BEGIN DATA EXTRACT

PR #65, opened 2022-11-03
add Float32 gamma

oscardssmith:
From my testing this is roughly 3x faster than  SpecialFunctions. Maximum error is .511 ulp. and the speed comparison for various ranges is:

large negatives: 43ns vs 92ns for specialfunctions
small negatives: 21ns vs 54ns
small positives: 8ns vs 26 ns
large positives: 21ns vs 70ns

### DIFF
--- a/src/gamma.jl
+++ b/src/gamma.jl
@@ -1,6 +1,5 @@
 # Adapted from Cephes Mathematical Library (MIT license https://en.smath.com/view/CephesMathLibrary/license) by Stephen L. Moshier
-gamma(x::Float64) = _gamma(x)
-gamma(x::Float32) = Float32(_gamma(Float64(x)))
+gamma(x::Union{Float32, Float64}) = _gamma(x)
 
 function _gamma(x::Float64)
     T = Float64
@@ -48,6 +47,31 @@ function _gamma(x::Float64)
     p = evalpoly(x, P)
     q = evalpoly(x, Q)
     return z * p / q
+end
+
+function _gamma(_x::Float32)
+    isfinite(_x) || return _x
+    x = Float64(_x)
+    if _x < 0
+        s = sinpi(x)
+        s == 0 && throw(DomainError(_x, "NaN result for non-NaN input."))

END DATA EXTRACT

- WORK TO COMPLETE
Could you write out only the lines of the listing above from the one that contains "large positives: 21ns vs 70ns" through its final line, exactly and inclusive?

- YOUR SOLUTION
large positives: 21ns vs 70ns

### DIFF
--- a/src/gamma.jl
+++ b/src/gamma.jl
@@ -1,6 +1,5 @@
 # Adapted from Cephes Mathematical Library (MIT license https://en.smath.com/view/CephesMathLibrary/license) by Stephen L. Moshier
-gamma(x::Float64) = _gamma(x)
-gamma(x::Float32) = Float32(_gamma(Float64(x)))
+gamma(x::Union{Float32, Float64}) = _gamma(x)
 
 function _gamma(x::Float64)
     T = Float64
@@ -48,6 +47,31 @@ function _gamma(x::Float64)
     p = evalpoly(x, P)
     q = evalpoly(x, Q)
     return z * p / q
+end
+
+function _gamma(_x::Float32)
+    isfinite(_x) || return _x
+    x = Float64(_x)
+    if _x < 0
+        s = sinpi(x)
+        s == 0 && throw(DomainError(_x, "NaN result for non-NaN input."))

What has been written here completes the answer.